Starting with Cindy Sheehan, she didn’t just voice opposition to the war. Her example gave others a voice to express their opposition to the war – without being unpatriotic or opposing the troops. Whether she ever occupies the public stage again, she accomplished the signal task opening a channel for progressives to speak out against the war.

Hurricane Katrina did for conservatives what Sheehan did for progressives. Plenty of conservatives had reservations about the war in Iraq from the beginning. But they elected their guy to office, so they shut up. They’ve watched the budget deficits grow with increasing dismay. But Bush is their guy, so they shut up.

In the immediate wake of Hurricane Katrina came the administration’s fumble and FEMA’s public stumble. Criticism came from everywhere, from all sides of the political spectrum. But nowhere was it harsher than from conservative media sources: Joe Scarborough and Tucker Carlson on MSNBC, Sheppard Smith, Bill O’Reilly, and Geraldo Rivera on Fox News – to a man, they were angry at and disdainful of what they saw as shortcomings in the administration’s response. As the story unfolded, Michael Brown’s appointment as head of FEMA made him a poster boy for cronyism.

Okay, so the media never really shut up, but Hurricane Katrina presented the nation with the picture of intense criticism by conservative-leaning networks, anchors, and reporters, speaking straight from the gut. There were few of the usual limits of polite discourse or camera-induced media-speak.

Now the internecine controversy about Bush’s nomination of Harriet Miers to the Supreme Court finds many prominent voices in the conservative movement in full cry.

It’s the Spiral of Speech at work.

Remember Elizabeth Noelle-Neumann’s spiral of silence? She was a social scientist who studied the formation and transformation of public opinion, focusing on the expression of political and social beliefs. She established the Allensbach Institute, an influential German polling organization that conducted political and social research for decades. In 1984, she published her brilliant Spiral of Silence theory. She argued that people fear social isolation, so they monitor the environment carefully to make sure that their speech is socially acceptable in that environment. If they perceive that an opinion they hold will be unpopular, they shut up. The opposite also holds: If they see that their opinion will be warmly received, they speak up.

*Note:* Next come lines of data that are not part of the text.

PR #191, opened 2022-03-19
Revert "The local log stack depth is not truncated (#190)"

Superskyyy:
This reverts commit cd559e7159b92b0d5b9d26cda1da0517a646a709.

Discussion of the reason is hosted > https://github.com/apache/skywalking/issues/8699#issuecomment-1072929993

### DIFF
--- a/skywalking/log/sw_logging.py
+++ b/skywalking/log/sw_logging.py
@@ -69,8 +69,6 @@ def install():
 
         context = get_context()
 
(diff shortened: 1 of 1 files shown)


Superskyyy:
Btw, the Celery website might be totally gone due to unknown ownership of the domain. I will change the link to prevent potential security consequences.

wu-sheng (approved):

PR #195, opened 2022-03-25
Drop support for Flask 1.x due to EOL & Jinja2 issue

Superskyyy:
Flask 1.x is EOL and Jinja2 dependency now breaks UT, there's no need for us to maintain this version anymore.

Please merge this first.

Signed-off-by: Superskyyy <superskyyy@outlook.com>


wu-sheng:
When was its EOL?

Superskyyy:
> When was its EOL?

According to Flask core team's reply, they only support the latest version which is almost 2.1.x. The last 1.x version was released in early 2021 and most users have upgraded to 2.x. 

The main reason is we have to pin dependencies of Flask individually, which is hard to manage with requirements.txt here, anyway that's another story, I should upgrade the project dependency tool to poetry/pdm in the future.

wu-sheng:
Then you need to remove plugins.md accordingly. I am not sure who python agent generates changelog or manually, but we need to highlight we dropped versions.

Superskyyy:
> Then you need to remove plugins.md accordingly. I am not sure who python agent generates changelog or manually, but we need to highlight we dropped versions.

My bad I forgot to regenerate the docs here. I have another PR to update all missing CHANGELOGs coming soon.

wu-sheng (approved):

Before Katrina, conservatives could criticize Bush only in whispers – after all, he’s their president. They’ve held their noses and kept their mouths closed over the bloated federal budget. And many religious conservatives managed to hold their fire when John Roberts was nominated – is that corporate-looking smoothie really their kind of conservative?

Now, released from verbal bondage first by the hurricane and finally by Harriet Miers, they’ve gone public. And loud.

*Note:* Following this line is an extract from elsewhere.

PR #200, opened 2022-03-30
Support log reporter safe mode

Superskyyy:
- Safe mode involves an additional config that turns on the filtering for HTTP basic auth in log reporter and trace logs (it was originally on by default, now off by default due to REGEX performance in long log records)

So maybe the conservative caterwauling it isn’t about Harriet Miers at all. (The poor woman hasn’t even had a chance to speak a word on her own behalf.) Maybe this is the first chance conservatives have had a chance to voice a longer-standing displeasure over Bush’s actions, and she is merely the recipient of the high pressure, high decibel level granted by Katrina.

Noelle-Neumann believed that people are sensitive barometers of the political climate. It might be too early to foretell the midterm elections, and maybe the spiral of speech will spin yet another direction before then. But at the moment, Noelle-Neumann might well have predicted that Republicans will be in trouble in ’06. If the spiral of speech continues, the conservative, grass-roots base might not work very hard to put back in office the Bush politicos who are likely to put Harriet Miers on the Supreme Court.


Anonymous Anonymous said...

I think you developed an excellent thesis -- that the Republicans are finding themselves on the other side of the "silent majority" and that majority may not be silent much longer. One can only hope.